So we have a book on machine learning called "artificial mind system - kernel memory approach". This topic will be to explain what exactly the kernel memory approach is.
What is an artificial mind?
In 1997 a book was released titled "Artificial minds" which explores some of the deep philosophical and technical questions around this concept. The book also touches on the symbolic vs connectionist AI approaches. The concept of mind also can be explored in the extended mind theory by Chalmers and Clark.
The kernel memory approach
First we have a video on kernels which educates us on what kernels are in the context of AI:
The book a artificial mind system - kernel memory approach introduces an interesting concept called the self organizing kernel memory (SOKM). This approach is capable of data pruning and seems to offer some advantages over traditional neural net approaches. The kernel memory approach relies on the concept of "kernel units" and "link weights" representing the strength of the connections in between. The book is filled with simulation results, formulas/algorithms and examples.
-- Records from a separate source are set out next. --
Issue #782, opened 2016-11-17
[Testing] Create unit tests for configuration service


markoer:
Add unit tests for configuration service implementation.

Test behavior of JUnit categories e.g. PublicTests (test API - or maybe all methods), PrivateTests (run only private implementation method tests), PublicOnlyTests (use only public API for setup with no private field modification).

cdealti:
@markoer can we close this?

markoer:
I suppose yes, once you decide what to do about #1075 (2 comments are open) and #1130 is merged.

PR #783, opened 2016-11-17
 #782: Added configuration service unit tests

markoer:
Service unit tests:
- new project
- updated test util with new method invocation
refactored configuration service for testability:
- added getDefaultProperties
added objenesis dependency


kura/test/org.eclipse.kura.core.configuration.test/src/test/java/org/eclipse/kura/core/configuration/ConfigurationServiceTest.java
```diff
@@ -0,0 +1,806 @@
...
+
+        ConfigurationServiceImpl cs = new ConfigurationServiceImpl();
+
+        Map<String, String> pids = (Map<String, String>) TestUtil.getFieldValue(cs, "m_servicePidByPid");
+        pids.put(pid, pid);
+
+        try {
+            cs.createFactoryConfiguration(factoryPid, pid, properties, takeSnapshot);
+
+            fail("Exception expected with existing pid value.");
```
ctron: Why aren't you declaring an expected Exception on the unit test itself my @Test(expected=?)?

markoer: more control

ctron: Which you need for what in this test case?

kura/test/org.eclipse.kura.core.configuration.test/META-INF/MANIFEST.MF
```diff
@@ -0,0 +1,24 @@
...
+ org.eclipse.kura.core.testutil,
+ org.eclipse.kura.crypto;version="1.2.0",
+ org.eclipse.kura.system;version="1.1.0",
+ org.junit,
+ org.mockito;version="1.10.19",
+ org.mockito.invocation;version="1.10.19",
+ org.mockito.stubbing;version="1.10.19",
+ org.osgi.framework,
+ org.osgi.service.cm,
+ org.osgi.service.component
```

This provides for the necessary evidence demonstrating how the kernel memory approach works both theoretically by the math and by the results of the simulations.
Disclosure, I have not finished this book but was recommended to read this book. The concepts in this book are not something to be understood overnight but are important for a deep understanding of machine learning concepts which at the foundation are based on statistics.
References
Franklin, S., Wolpert, S., McKay, S. R., & Christian, W. (1997). Artificial minds. Computers in Physics, 11(3), 258-259.
Hoya, T. (2005). Artificial Mind System: Kernel Memory Approach (Vol. 1). Springer Science & Business Media.